Jumat, 24 April 2026 WIB

Rizal Ramli: Pemerintah Satu Hari Utang Baru Rp 1,24 Triliun

- Rabu, 30 Januari 2019 00:16 WIB
642 view
Rizal Ramli: Pemerintah Satu Hari Utang Baru Rp 1,24 Triliun
Foto: Rizal Ramli saat diskusi bertema 'Jokowi Raja Impor'? di kantor Seknas Prabowo-Sandi. (Eva-detikcom)
Jakarta - Mantan Menteri Koordinator Kemaritiman, Rizal Ramli, kembali menyinggung utang pemerintah dalam pidatonya. Kali ini dalam diskusi bertajuk 'Jokowi Raja Impor?' di Sekretariat Nasional Prabowo-Sandi, Rizal bicara utang baru pemerintah.

"Ini pemerintah satu hari utang baru Rp1,24 triliun, satu hari loh, masih ada nih berapa bulan lagi, 100 hari lagi, kaliin aja tuh," ujarnya dalam diskusi 'Jokowi Raja Impor?' di Kantor Sekretariat Nasional Prabowo-Sandi, Jl. HOS. Cokroaminoto, Menteng, Jakarta Pusat, Selasa (29/1/2019).

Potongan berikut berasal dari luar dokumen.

PR #12476, opened 2023-12-29
Loop: `beatloop_activate` adopts rolling loop and quits slip mode

### LINKED ISSUE #9445: transform a rolling beatloop into a 'static' loop
Date: 2018-09-20T12:29:48Z
Status: Confirmed
Importance: Wishlist
Launchpad Issue: [lp1793520](https://bugs.launchpad.net/bugs/1793520)
Tags: gui, looping

---

When using rolling beatloops to fade/stutter out of a track and transition into the next, I sometimes catch a nice point in a track that would I'd like to grab and play with it.
For this it would be nice if a rolling beatloop could be transformed into a regular, static loop.

    This would allow to
    1) release the rolling beatloop button, obviously = one more finger to do stuff ;)
    2) resize and/or shift the loop

I can only think of a controller/keyboard implementation:
- 1/2 rollling beatloop is pressed
- press 'beatloop_activate' to make the loop static (or maybe 'reloop_toggle'?)
- release roll. beatloop button

ronso0:
While a rolling beatloop is active, press `beatloop_activate` to adopt this loop and quit slip mode.

This fixes #9445 for me.

* press and hold a looproll button for a transition, or just as filler
* notice I want to play with that loop, or simply need my looproll finger for other stuff, instead of holding the looproll button for the entire transition
* press `beatloop_activate`
=> loop becomes a regular loop, slip mode is deactivated (no seek!)
* release looproll button (nothin happens)
* do whatever I like with the loop

### DIFF
--- a/src/engine/controls/loopingcontrol.cpp
+++ b/src/engine/controls/loopingcontrol.cpp
@@ -1309,6 +1309,15 @@ void LoopingControl::slotBeatLoopDeactivate(BeatLoopingControl* pBeatLoopControl
 
 void LoopingControl::slotBeatLoopDeactivateRoll(BeatLoopingControl* pBeatLoopControl) {
     pBeatLoopControl->deactivate();
+
+    if (!m_bLoopRollActive) {
+        // beatloop_activate was pressed while rolling and slotBeatLoopToggle()
+        // did already reset roll status (m_activeLoopRolls, m_bLoopRollActive)
+        // and EngineBuffer quit slip mode (but didn't seek).
+        // So nothing to do here, just leave the adopted loop active.
+        return;
+    }
+
     const double size = pBeatLoopControl->getSize();
     // clang-tidy wants auto to be auto* because QStack inherits from QVector
     // and QVector::iterator is a pointer type in Qt5, but QStack inherits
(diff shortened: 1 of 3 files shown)


ronso0:
This works well, however fo convenience with mappings that don't have `beatloop_activate` but explicit loop controls (eg. `beatloop_4_activate`) we could add this functionality to the explicit loop controls, too.
Need to double-check what happens currently when activating a loop in a rolling loop though so we don't break any (valid) use cases.

acolombier:
I think this change makes sense - this is also a lacking aspect I have missed in the past. Does this need a manual update? Feels like it would be good to document it.

ronso0:
Yup, we need to document it.
Will open a manual PR asap.

ronso0:
Hmm, not sure how I tested back then and/or what changed since then, but this wasn't working as expected.

Now it works.

ronso0:
Tested with keyboard mapping, controller test still pending.

The manual PR is https://github.com/mixxxdj/manual/pull/766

Bukan itu saja, Rizal juga mengkritik bunga surat utang pemerintah yang 8,5%, paling tinggi di kawasan Asia-Pasifik.

"Jadi, pemerintah ini prioritasnya bikin senang petani di Thailand, Vietnam, petani garam di Australia yang kasih utang ke Indonesia bunganya 8,5%, paling tinggi di kawasan Asia Pasifk, kalau negara lain yang bukin surat utang bunganya hanya 5-6%," terang ekonom senior itu.

Sehingga, kata Rizal, uang negara bisa habis untuk membayar utang. Belum lagi dengan bunganya. Ia mengandaikan uang sebesar itu mestinya digunakan untuk membuat lahan baru yang bisa memperkerjakan para petani Indonesia.

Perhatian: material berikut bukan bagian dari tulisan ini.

PR #12477, opened 2023-12-29
LateNight: fix xfader icons in samplers and aux units

ronso0:
The samplers xfader icns were only half the size, so doubling the size and setting the 1:1 viewbox attribute does not work for icons set in xml templates via 
```xml
<State>
  <Number>2</Number>
  <Pressed scalemode="STRETCH_ASPECT">skins:LateNight/<Variable name="BtnScheme"/>/buttons/btn__xfader_sampler_right.svg</Pressed>
  <Unpressed scalemode="STRETCH_ASPECT">skins:LateNight/<Variable name="BtnScheme"/>/buttons/btn__xfader_sampler_right.svg</Unpressed>
</State>
```
it has the contrary effect, exactly what **daschuer** noticed here https://github.com/mixxxdj/mixxx/pull/12364#issuecomment-1828761228
grafik

@m0dB please check if that looks okay on your machine.

Addionally, I fixed blurred edges caused by a pixel offset in double-size icons (Aux xfader icons).

### DIFF
--- a/res/skins/LateNight/classic/buttons/btn__xfader_sampler_left.svg
+++ b/res/skins/LateNight/classic/buttons/btn__xfader_sampler_left.svg
@@ -1,5 +1,5 @@
-<svg width="42" height="36" version="1.1" xmlns="http://www.w3.org/2000/svg" viewBox="0 0 21 18">
-	<g transform="translate(-2,-1034.4)">
-		<path d="m8 1039.4v9h8v-2h-6v-7h-2" fill="#f856e7"/>
-	</g>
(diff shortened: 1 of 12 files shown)


m0dB:
At a first glance it looks good, but some icons are now huge: 253px x 300px . Is this intentional?

ronso0:
Oh, I didn't look at the diff. The width and height attributes were removed (now both "0") as well as the closing `</svg>`.
I'll fix it.

ronso0:
Fixed. @m0dB please take anoter look.

m0dB:
LGTM, merged!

"Coba bayangkan itu prioritasnya, utang setiap hari bayar bunganya berapa, padahal kalo kita pake itu bikin sawah ladang tebu, ladang jagung jutaan rakyat kita bekerja," katanya.

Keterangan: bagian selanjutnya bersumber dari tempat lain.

PR #13130, opened 2024-04-19
Delete all experimental build environments

daschuer:
This is the final PR feeing up the major portion of disk space on our download server. 
I have kept all environment that are referenced from the mixxx repository any other intermediate environments will be removed.

This is a requirement to continue with the release process.


JoergAtGithub:
Just for reference, if we delete these buildenvs from the download server, than we can still download the identical file from GitHub artifacts?

daschuer:
The artefacts have a timeout after they will be deleted.
We may recreate them by rerunning the CI run. 
But they are all intermedita steps not further referenced.

JoergAtGithub:
I checked seeral hashes and none occured in a code search in mixxxdj/mixxx. LGTM! Thank you!

daschuer:
:-( did not work

PR #13139, opened 2024-04-20
Labeler: Use more fine-grained controller labels

fwcd:
This should make it easier to determine whether PRs update mappings or change the underlying engine code.

### DIFF
--- a/.github/labeler.yml
+++ b/.github/labeler.yml
@@ -22,7 +22,12 @@ code quality:
           - .pre-commit-config.yaml
           - pyproject.toml
 
-controllers:
+controller backend:
+  - changed-files:
+      - any-glob-to-any-file:
+          - src/controllers/**
+
+controller mappings:
   - changed-files:
       - any-glob-to-any-file:
           - res/controllers/**


.github/labeler.yml
```diff
@@ -22,7 +22,12 @@ code quality:
           - .pre-commit-config.yaml
           - pyproject.toml
 
-controllers:
+controller backend:
+  - changed-files:
+      - any-glob-to-any-file:
+          - src/controllers/**
```
JoergAtGithub, line 28:
```suggestion
      - any-glob-to-any-file:
          - src/controllers/**.ts
          - src/controllers/common**
          - src/controllers/lodash.mixxx.js
```

Or check if the first character of the file name is upper case

fwcd: You're thinking of res/controllers, not src/controllers. If not every res/controllers file is a mapping, maybe we should make that less specific instead?

JoergAtGithub: You're right - I mixed src and res. I looked for files in res/controllers, which are not specific for a particular mapping.

ronso0:
This is ready for merge, isn't it @JoergAtGithub

JoergAtGithub:
Yes, let's merge this!

JoergAtGithub:
Thank you!

Issue #11361, opened 2023-03-12
New Rubberband R3 breaks mono compatibility, phase issues


atskler:
### Bug Description

I just observed that engaging the Rubberband R3 engine it creates serious phase issues and breaks mono compatibility. This can be really serious problem for broadcasting and for partially or totally mono sound systems. For me the issue is more apparent with speakers than with headphones.

Here is a sound sample:

https://on.soundcloud.com/YwQmG

keylock on
0:0.01 default sound
0:8.00 mono mode on
0:13.00 adjusting speed +0.13, 0, -0.13
0:36.00 switching back to stereo
0:40.00 adjusting speed +0.13, 0, -0.13

### Version

2.4-alpha-1419-g0243efdaf8 (main)

### OS

OpenSUSE Tumbleweed

atskler:
I tried the command line version with:
`-R -t 1.013 -3`
and it sounds like the implementation in Mixxx

The following additional option can somewhat improve the situation:
`--centre-focus` Preserve focus of centre material in stereo (at a cost in width and individual channel quality)

Either way it sounds terrible especially with poor mono compatibility and it is really really far from any kind of near-hi-fi quality (as far as a bad 96k mp3 is), so describing it this way in preferences is quite misleading. _Near-total-cpu-consumption-for-pointless-sonic-destruction_ could be a better description of it. Seriously.

Anyone who would play through a mono system will sound really bad.

This library maybe could be good for individual solo instruments, but not for complex final mixes.

atskler:
I experimented with it a little. For R3 probably the Mid/Side (M/S) processing could be the best compromise (and stamping it "experimental" in preferences). Although I tried it with one track. (In M/S processing the usage of `--centre-focus` is forbidden.)

Downmix to mono would just create another problems, you would need 6dB headroom for it and probably it will result in rightful user complaints, and...

The last question is how it will sound in Mixxx when it engages just above or below 0% of tempo change, as at 0% it does no processing. Probably 0% should be not allowed, it should be skipped, the 0% should be +0.001% or -0.001% to circumvent the sound difference at the point of engage.

Again this is not an ideal solution. It will disturb the original M/S ratio or balance (it translates as modified stereo wideness), but if Rubberband R3 is needed this is probably the best compromise. Until someone suggest a better one.

atskler:
(It seems that M/S processing produces somewhat more pleasing results with R2 also. Still R2 M/S and R3 M/S is far from near hi-fi sound.)

[...]

PR #4898, opened 2022-08-16
PitchShiftEffect: decrease and report latency

davidchocholaty:
This PR improves the current implementation of the Pitch shift effect. The implementation approach is still the "push" model as known. The new version decreases the amount of latency that the effect produces. The implementation is based on the public ladspa-lv2 example implementation by RubberBand. The main difference is, that the maximum number of samples, that will be provided into RubberBand is not set, but instead of it, the minimum required number of samples is provided and processed. Based on the processing of smaller chunks of the input buffer the latency is recognizably decreased.

To avoid the dropouts which are possible in the previous implementation, the specific amount of zero samples is prefilled into the RubberBand. Based on that, the sample dropouts may occur only for the extreme settings changes. The implementation is possible without prefilling the zero samples and the latency decreased even more, anyway, a greater amount of sample dropouts occur.

The known issue is, that the sound quality for the new implementation, primarily for the +12 semitones settings looks a little bit worse to me, but IMO it could be probably solved by the RubberBand option settings.

In this PR the latency is propagated into the delay handling of the effect chain too. For now, the initial delay based on the prefilled samples is provided. Based on that, the latency reporting works properly for the initial setting, however, after dynamic pitch changes, the propagated amount of delay is not valid. This issue should be fixed in this PR too.

Please share your thoughts, comments and proposed changes to the new implementation. Thank you.

PR #13143, opened 2024-04-20
Multithreaded rubberband

acolombier:
<details>

<summary>Slightly outdated info </summary>

This is a naive attempt to parallelise rubberband processing as per suggested [here](https://github.com/breakfastquay/rubberband/issues/89).

(Test using 44100Hz/11.6ms output settings)

So far the result are very promising! previously, audio drop would occur as soon as start playing a second stem deck, when using `powersave` governor, and third stem deck when using `performance`, with both R2 and R3.

Now I can play 4 stem decks in R3 in `powersave`, with near no audio drop, but it increase when I increase pitches on decks. No issue in `performance`, although the indicator is very high

In R2 there is no audio drop at all, and CPU indicator remains in the green, even in `powersave`!

```
$ nproc --all
20
$ cat /proc/cpuinfo
...
model name	: 12th Gen Intel(R) Core(TM) i7-12700H
cpu MHz (max): 2200 in powersave, 4100 in performance
```

</details>

Adds a worker pool for RubberBand. This pool should be used a single threaded environment (engine thread) and will have to be reviewed if the engine is moved to a multi thread design. This decision was made since such a refactor will likely invalidate the need for such a task specific pool.


JoergAtGithub:
This looks indeed very promissing! I can now run 2 stem decks in parallel and it worked stable.

But the thread utilization not optimal yet. Here you see 3 stem decks running in parallel (green is calculation time, red is syncronisation betwee threads (waiting for a mutex etc.)):
grafik

Here you see one deck playing a normal stereo track, and two stem decks (main engine thread is on top):
grafik

acolombier:
I assume you would like to see the deck computing in parallel, right?

I'm afraid that won't only require a refactor of the RubberBand, but rather a refactor of the audio engine which processes the channel sequentially. 

Also, note that simple deck will not use the threaded version and will perform RubberBand in the calling thread 

Or did you mean something else?

acolombier:
Note that this is only a PoC, and production ready solution could include to make a global pool of thread, instead of owned thread per channel (meaning a max of 4 thread, rather than the current 4(deck)x4(stem))

JoergAtGithub:
> I assume you would like to see the deck computing in parallel, right?

Everything in parallel is too much, at least for my laptop. A thread stealing pool with e.g. 4 workers seems more appropriated. 

> I'm afraid that won't only require a refactor of the RubberBand, but rather a refactor of the audio engine which processes the channel sequentially.

This would be of cause beyond the scope of the stems project, but from the pure technical viewpoint, I think this is the way to go. There can be many running decks, if we think about the use of samplers.

acolombier:
With the amount of in-flight PR for the STEM feature, I will pause that one for now. I guess that proves that we have some quick wins to action in order to make STEM more usable. 
Once we have some of these out of the way (at least till #13086 as this is based on it), I will look in implementing this properly if that's okay with you.

acolombier:
I think this feature should be ready for review and testing. I believe the thread usage should now be optimal. I have tested parameters and the current one seems to be the best, slightly better than my initial commit.

JoergAtGithub:
I can't load STEMs files anymore. I fear something got broken in #13044 :
grafik

daschuer:
The last commit contains a lot of useful refactoring. 
Unfortunately it makes it hard to review the essence of multi threading. 

Can you please create a separate PR with these changes. I expect that we can merge them quickly.

acolombier:
> No provider(s) registered for file extension "stem.mp4"

That's very odd! Just to double check, did you use `STEM=ON`?

> Can you please create a separate PR with these changes. I expect that we can merge them quickly.

Yes, no problem, I will remove the STEM changes, only dependency is the stem channel count constant, so I will hardcore it for now and put a `TODO`

daschuer:
This solution unfortunately involves a priority inversion. 
The critical high prio real time thread waits for the lower prio workers, which the OS can freely reassign to other tasks. The whole engine is on the risk. 

In the best case you gain a better CPU utilisation of otherwise idling cores.  This comes with the cost of lost deterministic behavior which is more important IMHO. 

A better working solution would be a buffer swap algorithm, that just swaps the prepared buffers from the engine thread and does the preparation in the low priority workers. The workers will have a whole cycle to finish the task which may be finished even in critical time situations, if not, only one stem is effected. 

This may doubles the latency, but likely allows to compensate that by halving the minimum possible latency.

daschuer:
Did you consider the poor man's solution of mixing only two buffers of temps before doing sound stretching?

acolombier:
> This solution unfortunately involves a priority inversion.

Could that be solve by spawning the stretcher threads with the same priority than the engine?

> The workers will have a whole cycle to finish the task

Does it mean it would need a larger pool so it can complete all decks (4 decks * 4 stems)? If yes, this means more chance for a thread not to complete in time. I guess we could add another scheduler thread we a fifo job queue to help with priority, but this would make the solution significantly more complex.

> Did you consider the poor man's solution of mixing only two buffers of temps before doing sound stretching?

Do you mean mixing the stems before doing the stretching?

JoergAtGithub:
> 
> > Did you consider the poor man's solution of mixing only two buffers of temps before doing sound stretching?
> 
> Do you mean mixing the stems before doing the stretching?

Please not! This, this would break the whole effects architecture of the STEMs feature!

acolombier:
> Please not! This, this would break the whole effects architecture of the STEMs feature!

Yes, that was my next point! :) 
But I think I misunderstood what @daschuer is suggesting. Could you elaborate on that poor man's solution?

JoergAtGithub:
> This solution unfortunately involves a priority inversion. The critical high prio real time thread waits for the lower prio workers

This is not the case here, all involved threads have the same priority. I analyzed the behavior already above, the threading works absolute reliable on Windows, and I guess for Linux as well, because Antoine developed it on Linux.

JoergAtGithub:
> > I guess for Linux as well, because Antoine developed it on Linux
> 
> I guess one risk could be machines with a small amount of cores, since I tested on a beafy CPU. I might be able to test that on a RPI 3 or 4, but can't guarantee

The common approach in low latency audio processing is to define the number of worker threads depending on the number of physical CPU cores (e.g. half the number of physical CPU cores is used for the thread stealing audio processing pool)

acolombier:
> number of worker threads depending on the number of physical CPU cores

Currently, it will use 4 cores (3 worker thread + the engine thread). Should I make that value dynamic (keep as is for 4 and more CPUs, 2 CPUs -> 1 worker thread + the engine thread, 1 CPUs -> no worker thread + the engine thread)?

acolombier:
I've rebased to remove the STEM PR dependecies. Use commit faba575615eba049f8371ea2946a7f078425ee7b if you want to test this with STEM.

Did some test on stereo, and one worker per channel seem to be even more efficient, at least on stereo deck only. @JoergAtGithub could you see if you see better performance with multiple stereo decks?

daschuer:
> Does it mean it would need a larger pool so it can complete all decks (4 decks * 4 stems)?

Not sure, if you trust the scheduler, you may issue one thread per channel. Otherwise issue one thread per CPU core and manage scheduling yourself. However there is no guarantee you really receive all the required CPU cores.

daschuer:
>>> Did you consider the poor man's solution of mixing only two buffers of temps before doing sound stretching?

>> Do you mean mixing the stems before doing the stretching?

> Please not! This, this would break the whole effects architecture of the STEMs feature!

We need effects with stems, that clear. The ideal case would be a fully n-channel engine, like discussed in the Dolby Atmos thread. This is a huge project that will be much bigger than this GSoC project. So we need to find something reliable that is available with a reasonable effort. 

My original idea was to creates the desired stem downmixes before the scaler. If we only want to mute vocals, we have still only one stereo channel. 

If you want to put reverb in the vocals,  we need a dry (rest) and a wet mix (vocals) = two channels. 

Since Rubberband needs some preprocessing, switching it on during playback is probably not a good idea. That's why I have proposed to always do the dry and wet mix and then stretch. 
This will may carry us until we have a n-channel effect region.

JoergAtGithub:
> > No provider(s) registered for file extension "stem.mp4"
> 
> That's very odd! Just to double check, did you use `STEM=ON`?

Indeed, I just missed to specify this CMake setting.

acolombier:
> If you want to put reverb in the vocals, we need a dry (rest) and a wet mix (vocals) = two channels.

I guess the problem with assumption is that it is quite limiting. For example, you may want to put a low pass filter on drum, and reduce bass volume by half. This means that you can never had a single wet/dry setup

> This will may carry us until we have a n-channel effect region.

I guess the alternative could be to have the `Engine` to perform some of the channel processing in parallel - technically, only missing needs to be done sequentially/in single thread, things like stretching or reader management could be distributed.

JoergAtGithub:
> > If you want to put reverb in the vocals, we need a dry (rest) and a wet mix (vocals) = two channels.
> 
> I guess the problem with assumption is that it is quite limiting. 

Indeed, this would be a massive limitation. I strongly recommend to stay with the current 4 stem architecture!

daschuer:
>> If you want to put reverb in the vocals, we need a dry (rest) and a wet mix (vocals) = two channels.

> I guess the problem with assumption is that it is quite limiting. For example, you may want to put a low pass filter on drum, and reduce bass volume by half. This means that you can never had a single wet/dry setup

Yes you are right. Please treat my post as brainstorming for ideas. Not a personal demand or such.

daschuer:
Not sure if this is helpful: 
http://openavproductions.com/audio-engine-design/
Maybe it gives us some Ideas.

We cannot implement it right away, because the engine currently calculates the current tempo and uses it right away. 
For such a buffering attempt we need to calculate the tempo for the next buffer, instruct Rubberband to scale and then use the buffer requested during the previous callback.

acolombier:
Would this not double latency as well? 
Perhaps to refocus slightly the discussion on this PR, do you still think it is fundamentally flawed or do you reckon with some minimal tweaking, we could get that merged?

JoergAtGithub:
The original stems version ( https://github.com/mixxxdj/mixxx/commit/faba575615eba049f8371ea2946a7f078425ee7b ) works for me in general, but the head version of this PR, with with removed stems, plays all tracks very disturbed - somenthing seems to got broken during the refacturing.

daschuer:
> Would this not double latency as well?

Yes, unfortunately. 

> do you still think it is fundamentally flawed or do you reckon with some minimal tweaking, we could get that merged?

Unfortunately yes, at least when reading literature ...

But from the pragmatic side, it improves the situation at least for high core numbers significantly. We just need to take care that this does not introduce a regression for the stereo case. 

How about cut out a refactoring PR first without multi threading. Than add the multi-threading for the stem case only. 
retrieve() and process()

Maybe we can manage to put the tempo calculation at the beginning of the callback for all channels and the buffer retrieval at the end. That we have on loop more over the channels.

acolombier:
> somenthing seems to got broken during the refacturing.

I have changed this version to perform multi threading on each mono channel, as it was showing improvement on my end. I will revert that as I guess it might not bring improvement on all setup.

> add the multi-threading for the stem case only.

Yes, that is already the case: the wrapper logic was to only use the worker pool if the number of channel is more than stereo

> Maybe we can manage to put the tempo calculation at the beginning of the callback for all channels and the buffer retrieval at the end. That we have on loop more over the channels.

I guess this is only shifting the doubled latency issue, isn't it? E.g if a seek occurs between the tempo calculation (the second loop run - and stretching job trigger I assume you meant), what has been processed by the stretcher job is now invalid and the stretcher itself usually needs a flush after seeks too, leading to additional thread sync (not needed currently since the fan-in and -out is part of the same cycle)

> Unfortunately yes, at least when reading literature ...

I'd be curious to hear more on that. That's now has a few years old since, but I remember learning that a thread join will always wake up the thread being joined, since the waiting thread will get its kthread context switched to the joined thread. This means that in worst case scenario, one a CPU/core starving machine, the computation will run the 4 threads sequentially (kthread will run each thread one by one, so 2 channels per 2 channels), which is equivalent to what we have today. Only exception is the risk of context switch which may happen on the wait syscall, but that's probably negligible since most (all?) platforms have preemptive kernels anyway.

JoergAtGithub:
> Only exception is the risk of context switch which may happen on the wait syscall, but that's probably negligible since most (all?) platforms have preemptive kernels anyway.

Yes, Linux, macOS and Windows have preemptive kernels nowadays. Only very old versions like macOS 9 had cooperative kernels.

JoergAtGithub:
Did you consider to use QThreadPool and QRunnable instead of implementing RubberBandWorkerPool?
https://doc.qt.io/qt-6/threads-technologies.html#qthreadpool-and-qrunnable-reusing-threads 
I could imagine to have a dedicated QThreadPool of engine threads, which could be used in future for other tasks than Rubberband too.

daschuer:
>>  add the multi-threading for the stem case only.

> Yes, that is already the case: the wrapper logic was to only use the worker pool if the number of channel is more than stereo

Thank you. Let's really split this PR up to make changes traceable reviewable. Some of them are obvious and can be merged immediately. 

>> Maybe we can manage to put the tempo calculation at the beginning of the callback for all channels and the buffer retrieval at the end. That we have on loop more over the channels.

> I guess this is only shifting the doubled latency issue, isn't it? 

It just shifts the moment when the tempo is consumed. As you see in @JoergAtGithub CPU/thread utilization graph.
You see that the engine thread has dedicated wait periods for each deck. This is due to the loop in https://github.com/mixxxdj/mixxx/blob/8f647908af460e53fe8a860b6ce0964a93a55112/src/engine/enginemixer.cpp#L367

> A solution would be to to split up pChannel->process() at submit(). We already have a split up in two postProcess() functions. 
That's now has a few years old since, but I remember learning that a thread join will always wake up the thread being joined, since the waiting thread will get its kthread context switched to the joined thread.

"Padahal dengan Rp 1 triliun kita bisa bikin itu tadi sawah baru, lebih malah nggak sampai segitu. Bayangkan lapangan pekerjaan yang bisa dibuka dengan 1 juta sawah baru, setengah juta hektar tebu, 1 juta kebun jagung. Daripada uangnya untuk bayar utang," lanjutnya.

Ia menegaskan Jokowi tidak bisa menyelesaikan masalah di sektor ekonomi. Jokowi menurutnya, selalu berpidato tentang kedaulatan pangan, tapi tidak ada hasil.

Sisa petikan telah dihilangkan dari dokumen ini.